# Safeway Netwerkkaart

## Eddy

Hallo,

Ik heb vandaag Gentoo geinstalleerd maar hij herkent mijn netwerkkaart niet ik kan hem ook niet vinden als ik de kernel ga 'samenstellen'. Ik gebruik nu Mandrake en daar gebruikt ie de module fealnx. Maar als ik in gentoo doe modprobe fealnx zegt ie dat ie die niet kan vinden.  :Sad: 

Ik heb het al geprobeerd met een ne2k-pci module maaar die deed het ook niet.

Eddy

----------

## spufi

 *Eddy wrote:*   

> Hallo,
> 
> Ik heb vandaag Gentoo geinstalleerd maar hij herkent mijn netwerkkaart niet ik kan hem ook niet vinden als ik de kernel ga 'samenstellen'. Ik gebruik nu Mandrake en daar gebruikt ie de module fealnx. Maar als ik in gentoo doe modprobe fealnx zegt ie dat ie die niet kan vinden. 
> 
> Ik heb het al geprobeerd met een ne2k-pci module maaar die deed het ook niet.
> ...

 

Een tijdje geleden heeft iemand die vraag ook gesteld,... was wel niet op dit forum, maar in alt.os.linux.gentoo... 

Hij zat met het probleem dat hij wel de source van de driver had, maar dat ie om een of andere reden die met gcc 3+ moest compilen of zoiets (can 't remember exactly, is al een tijdje geleden)

Anyway, hij had me die source doorgestuurd zodat ik 'm voor hem kon compilen op de juiste kernel en gcc...

Maar eigenlijk (en dat heb ik 'm ook aangeraden): koop gewoon een ander couranter type van netwerkkaart (3com, D-Link, Realtek, etc waarvan je zeker bent dat Linux ze over 't algemeen standaard ondersteund).  Als ik me nog goed herinner, ging ie dat nog doen ook, want hij had al wat problemen gehad met die kaart.

Dat dit niet DE manier is, weet ik wel, maar ik heb in de tussentijd mijn oude PackardBell (dat lekker bekend staat voor het gebruik van de meeste afschuwelijke exotische onbekende onderdelen) geconverteerd naar standaard stuff (SB Live ipv Aureal A3d voor sound, geforce erin ipv de oorspronkelijke kaart etc ...)

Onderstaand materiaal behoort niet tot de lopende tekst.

PR #7234, opened 2025-04-29
Add error handling for insufficient correspondences in AdvancedMatching

sutatoruta:
## Type

## Motivation and Context

The tuple test within AdvancedMatching requires at least 3 correspondences, but this requirement wasn't previously checked. This lack of validation led to an error during random number generation specifically when there were no correspondences. While having 1 or 2 correspondences did not cause this specific error, processing them is also ineffective for this test.

This PR implements the check for the minimum requirement of 3 correspondences. This prevents the error observed with 0 correspondences and also avoids unproductive processing for the ineffective cases (1 or 2 correspondences), without otherwise altering the behavior.

## Checklist:

    to my code.
        updated accordingly.
    

cpp/open3d/pipelines/registration/FastGlobalRegistration.cpp
```diff
@@ -69,6 +69,14 @@ static std::vector<std::pair<int, int>> AdvancedMatching(
     int ncorr = static_cast<int>(corres_cross.size());
     int number_of_trial = ncorr * 100;
 
+    if (ncorr <= 2) {
+        utility::LogError(
```
ssheorey, line 73: Hi @sutatoruta thanks for catching this! Can you update the Error to a Warning? LogError will throw an exception and disrupt calling code. Use it only when there is no valid result that we can return. Here `{}` is a valid result.

sutatoruta: Thank you for the review! You're absolutely right - I've fixed it in https://github.com/isl-org/Open3D/pull/7234/commits/e195077b53f8d2050d954d77dcc4f762174580fc.

ssheorey (approved):
Thanks!

PR #7252, opened 2025-05-27
only compile ExtractZIP when WITH_MINIZIP is enabled

christian-rauch:
Fix compilation with `WITH_MINIZIP` set to `OFF`.

## Type

## Motivation and Context

Fix compiling `ExtractZIP.cpp` when `WITH_MINIZIP` is `OFF`. See https://github.com/isl-org/Open3D/pull/7177#issuecomment-2911193232.

## Checklist:

    to my code.
        updated accordingly.
    

christian-rauch:
@ssheorey Many tests fail because the log file `/root/open3d_data/extract/SampleRedwoodRGBDImages/trajectory.log` cannot be read. I guess this log file is compressed and cannot be read because of the missing `ExtractZIP.cpp` support. Should the test be disabled in this case?

ssheorey:
Hi @christian-rauch I'd prefer to just keep minizip ON all the time, to simplify the config and build process. We can just remove that option and fail the build if minizip is not available.

christian-rauch:
@ssheorey Can you check this again? `WITH_MINIZIP` is now `ON` again.

PR #7258, opened 2025-05-31
Expose the `get_plotly_fig` function, return fig from `draw_plotly` and `draw_plotly_server`

gspencergoog:
## Type

-   [X] New feature (non-breaking change which adds functionality).

## Motivation and Context

When trying to use `draw_plotly` in Colab, it's impossible to modify things like the aspect ratio, and other aspects of the layout, since they aren't parameters to `draw_plotly`. It's also not possible to modify them *before* it is shown.

## Checklist:

    to my code.
-   [X] This PR changes Open3D behavior or adds new functionality.
    -   [X] Both C++ (Doxygen) and Python (Sphinx / Google style) **documentation** is
        updated accordingly.
    -   [] I have added or updated C++ and / or Python **unit tests** OR included **test

## Description

This change exports the `get_plotly_fig` function so that you can generate a `Figure`, set its layout parameters, and then show it.  It also modifies `draw_plotly` to return the `fig` object when called, so that if you capture the figure, you can modify its layout after it is shown.  Similarly, I modified `draw_plotly_server` to return the `app` and the `fig`, since those also allow configuration after the fact.

I also added missing documentation for the three functions.

## Tests

This PR doesn't change any functionality other than publicly exposing an existing function and returning values from functions that used to return nothing, so no unit tests were added.

### DIFF
--- a/CHANGELOG.md
+++ b/CHANGELOG.md
@@ -59,6 +59,7 @@
 -   Add optional indices arg for fast computation of a small subset of FPFH features (PR #7118).
 -   Fix CMake configuration summary incorrectly reporting `no` for system BLAS. (PR #7230)
 -   Add error handling for insufficient correspondences in AdvancedMatching (PR #7234)
+-   Exposed `get_plotly_fig` and modified `draw_plotly` to return the `Figure` it creates. (PR #7258)
 
 ## 0.13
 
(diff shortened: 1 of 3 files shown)


gspencergoog:
@ssheorey Would you be the right person to review this?

ssheorey (approved):
Thanks @gspencergoog this is quite useful. Especially appreciate the documentation!

Issue #4581, opened 2022-01-11
Summarize the question. (e.g., "How to run reconstruction system with RealSense D435i? ")


singhw22:
### Checklist

- [X] I have searched for [similar issues](https://github.com/isl-org/Open3D/issues).
- [X] For Python issues, I have tested with the [latest development wheel](http://www.open3d.org/docs/latest/getting_started.html#development-version-pip).
- [X] I have checked the [release documentation](http://www.open3d.org/docs/release/) and the [latest documentation](http://www.open3d.org/docs/latest/) (for `master` branch).

### My Question

Hello guys, is Open3D possible to through OCTree to find neighbours points within a given radius?
Like, I can query the points with distances to the anchor point less than a given radius after building the KDTree in Open3D right now. Any help would be appreciated!

roman-4erkasov:
@shw-how As i understand properlly, I've faced the same problem. This article helped me: https://www.open3d.org/docs/release/python_api/open3d.ml.torch.ops.radius_search.html

ssheorey:
You can use nearest neighbor search:

This uses a KDTree internally on CPU and direct search / hash grid on a GPU.

https://www.open3d.org/docs/release/python_api/open3d.core.nns.NearestNeighborSearch.html

PR #7259, opened 2025-06-01
[Feature] Find neighbours points within a given radius through Octree

chunibyo-wly:
## Type

## Checklist:

    to my code.
        updated accordingly.
    
## Description

This feature implements the issue #4581 , which could return indices of the points used to construct the octree.

However, I have two concerns:

1. The first issue is that, the points are not stored in either the Octree class or the OctreeNode class, causing the new function needing the points to be passed in as input. This feels a bit weird and creates challenges for further development. What do you think about changing the behavior of the octree, for example, saving Octree to a JSON file, the point cloud could be saved separately, with a relative path referenced in the JSON file?
2. The second is the variable member `origin` in Octree means minimum corner of the Octree node. Would it cause misleading in the future?


chunibyo-wly:
Hello, may I ask for any updates on this?

Issue #7130, opened 2025-01-08
Dynamic linker build error on Linux ARM64 prevents Linux ARM64 wheels for 0.19 release


johnthagen:
### Checklist

- [X] I have searched for [similar issues](https://github.com/isl-org/Open3D/issues).
- [X] For Python issues, I have tested with the [latest development wheel](https://www.open3d.org/docs/latest/getting_started.html#development-version-pip).
- [X] I have checked the [release documentation](https://www.open3d.org/docs/release/) and the [latest documentation](https://www.open3d.org/docs/latest/) (for `main` branch).

### Steps to reproduce the issue

> ARM64 Linux builds are not available due to a runtime dynamic linker error: "cannot allocate memory in static TLS block"

See: https://github.com/isl-org/Open3D/actions/runs/12604362802/job/35131136413

### Error message

```shell
____ ERROR collecting test/t/registration/test_transformation_estimation.py ____
ImportError while importing test module '/root/Open3D/python/test/t/registration/test_transformation_estimation.py'.
Hint: make sure your test modules/packages have valid Python names.
Traceback:
../miniconda3/envs/open3d/lib/python3.10/importlib/__init__.py:126: in import_module
    return _bootstrap._gcd_import(name[level:], package, level)
python/test/t/registration/test_transformation_estimation.py:8: in <module>
    import open3d as o3d
../miniconda3/envs/open3d/lib/python3.10/site-packages/open3d/__init__.py:100: in <module>
    from open3d.cpu.pybind import (
E   ImportError: /root/miniconda3/envs/open3d/lib/python3.10/site-packages/open3d/cpu/pybind.cpython-310-aarch64-linux-gnu.so: cannot allocate memory in static TLS block
```

### Open3D, Python and System information

```markdown
- Linux
- ARM64
```

### Additional information

This prevents building Linux ARM wheels for the 0.19 release

- #7121 
- #7128

Linux ARM wheels are especially important for macOS developers who run Docker containers locally. Since macOS devices have migrated to ARM64 architecture, Linux containers running on macOS ARM64 require ARM64 Linux wheels.

This prevents us for upgrading to Open3D 0.19, and thus transitively also prevents us from having Python 3.12 support.

fabiannagel:
+1, still an issue. is there any update here?

johnthagen:
Not totally sure, but @ssheorey may be working on this in 

- https://github.com/isl-org/Open3D/pull/7134

It's mentioned in the "CI errors left" section

[...]

PR #7268, opened 2025-06-09
[BUG] Fixed ARM Builds

johnnynunez:
FIXES: #7130 
ARM64 Linux builds are not available due to a runtime dynamic linker error: "cannot allocate memory in static TLS block"

Context:
```
Error migrate from 18.04 to 20.04 with glibc bugged.
```

Fixed:
```
Arm builds come back to build again without LTS Block problem.
```

Includes CUDA ARM Working again with >=12.1 cuda. Tested on Jetson and GH200
Necessary changes:

Upgrade dockers to 22.04
Upgrade filament
Upgrade openblas to support Grace GH200 and newer instructions and fixes for Parallel
Fix Some cpp to do compatible filament
Fix Cmake for correct path lib
Upgrade cutlass to support GB200 blackwell


johnnynunez:
@ssheorey the tests results are good, the problem is that it has some differences with the new compiles between aarc64 and x86. But it is like 1e-5 vs 1e-6

PR #7275, opened 2025-06-15
upgrade pytorch

johnnynunez:
related to:
https://github.com/isl-org/Open3D-ML/pull/677


ssheorey:
Hi @johnnynunez thanks for your efforts in upgrading various Open3D dependencies. These are highly inter-dependent, so we have to be quite careful with versions to ensure everything works on all platforms. Here is the upgrade plan that should work:

```md
### Update plan

- PyTorch 2.7.1
- CUDA 12.6
- Tensorflow 2.19.0 (drop CUDA support, since this is built with CUDA 12.3)
- Ubuntu 20.04 -> Ubuntu 22.04
- Windows 2019, MSVC 16 -> Windows 2022, MSVC 17
- Python 3.8-3.12 -> Python 3.10-3.13 (drop 3.8 and 3.9)
- Linux cxx11_abi only in CI. Keep old ABI option in cmake.
- Update style checkers to latest: clang-format 20.1.6, yapf 0.43.0, nbformat 5.10.4.
```

Can you update your PRs to use these versions everywhere? Please let me know if some of these versions don't work, or we need to update other dependencies, and I'll update this list.

I've opened a draft PR #7286 to take care of build errors, especially since the CUDA CI does not run on PRs from forks. As long as your PRs use the same versions, I'll merge yours first and then merge #7286 for any remaining CI cleanup.

johnnynunez:
> Hi @johnnynunez thanks for your efforts in upgrading various Open3D dependencies. These are highly inter-dependent, so we have to be quite careful with versions to ensure everything works on all platforms. Here is the upgrade plan that should work:
> 
> ```
> ### Update plan
> 
> - PyTorch 2.7.1
> - CUDA 12.6
> - Tensorflow 2.19.0 (drop CUDA support, since this is built with CUDA 12.3)
> - Ubuntu 20.04 -> Ubuntu 22.04
> - Windows 2019, MSVC 16 -> Windows 2022, MSVC 17
> - Python 3.8-3.12 -> Python 3.10-3.13 (drop 3.8 and 3.9)
> - Linux cxx11_abi only in CI. Keep old ABI option in cmake.
> - Update style checkers to latest: clang-format 20.1.6, yapf 0.43.0, nbformat 5.10.4.
> ```
> 
> Can you update your PRs to use these versions everywhere? Please let me know if some of these versions don't work, or we need to update other dependencies, and I'll update this list.
> 
> I've opened a draft PR #7286 to take care of build errors, especially since the CUDA CI does not run on PRs from forks. As long as your PRs use the same versions, I'll merge yours first and then merge #7286 for any remaining CI cleanup.

Perfect. Thank you. I’m going to do

johnnynunez:
> 12.6

it is better to upgrade to 12.8 to have blackwell support

PR #7329, opened 2025-08-19
Add serialization and deserialization methods to Octree

lumurillo:
Add serialization and deserialization methods to the Octree.

## Type

## Checklist:

    to my code.
        updated accordingly.
    
### DIFF
--- a/cpp/open3d/geometry/Octree.cpp
+++ b/cpp/open3d/geometry/Octree.cpp
@@ -49,6 +49,32 @@ std::shared_ptr<OctreeNode> OctreeNode::ConstructFromJsonValue(
     return node;
 }
 
+std::shared_ptr<OctreeNode> OctreeNode::ConstructFromBinaryStream(const std::string& in, size_t& offset) {
+    std::string class_id(&in[offset], 24);
+
+    std::shared_ptr<OctreeNode> node = nullptr;
+    if (std::string(&in[offset], 18) == "OctreeInternalNode") {
+        node = std::make_shared<OctreeInternalNode>();
+    } else if (std::string(&in[offset], 23) == "OctreeInternalPointNode") {
+        node = std::make_shared<OctreeInternalPointNode>();
+    } else if (std::string(&in[offset], 19) == "OctreeColorLeafNode") {
+        node = std::make_shared<OctreeColorLeafNode>();
+    } else if (std::string(&in[offset], 24) == "OctreePointColorLeafNode") {
+        node = std::make_shared<OctreePointColorLeafNode>();
+    } else {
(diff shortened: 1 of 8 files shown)


ssheorey (commented):
Hi @lumurillo thanks for this nice addition. Some thoughts:
- Can we use msgpack, instead of raw binary format for serialization? This is already used elsewhere in Open3D, is simple to use, should provide good speed and smaller size and will also be cross-platform. Raw binary format sometimes has issues if you write on Windows and read in Linux or vice versa. It will also enable reading / writing from plain Python through the Python msgpack library. 
- msgpack in Open3D: https://github.com/isl-org/Open3D/blob/fb7088ceebef38d54c575b47935e568979b50954/cpp/open3d/io/rpc/Messages.h#L250 (and other places - search for msgpack). We use `*.msgpack` files to store tensor geometries in the Tensorboard plugin, for example.
- Tutorial: https://github.com/msgpack/msgpack-c/wiki/v2_0_cpp_tutorial

ssheorey:
From Github Copilot, about the macOS errors:

The build is failing due to missing override specifiers for functions that override virtual methods in the Octree classes. The compiler treats this as an error because of the -Werror,-Winconsistent-missing-override flag. For example:

```
error: 'SerializeToBinaryStream' overrides a member function but is not marked 'override' [-Werror,-Winconsistent-missing-override]
```

To fix this, add the override keyword to all overriding methods in the derived classes. Specifically, in cpp/open3d/geometry/Octree.h (ref: 1fada55e1c46344d4b0bd63d3668240a0ff2f9dc), update the relevant function declarations as follows:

Daarmee heb je echt wel het minst misere (om m'n aureal kaart aan de praat te krijgen was het telkens dagen, wekenlang vloeken)

Nu met die sb Live staan de drivers gewoon in de gentoo-sources, dus gemakkelijker kan gewoon niet.  Same goes voor m'n Realtek (... of was het D-Link? of zijn die niet gewoon 't zelfde) zit gewoon in de kernel ingebakken met z'n ne2k-pci...   :Very Happy: 

----------

## biroed

 *Eddy wrote:*   

> Ik heb vandaag Gentoo geinstalleerd maar hij herkent mijn netwerkkaart niet ik kan hem ook niet vinden als ik de kernel ga 'samenstellen'

 

Bedoel je dat gentoo al geinstalleerd is, maar nadat je de kernel wilde compileren je jouw netwerkkaart niet kon vinden,

of kon je vanaf het begin je netwerkkaart niet gebruiken,dus gentoo staat er nog niet op?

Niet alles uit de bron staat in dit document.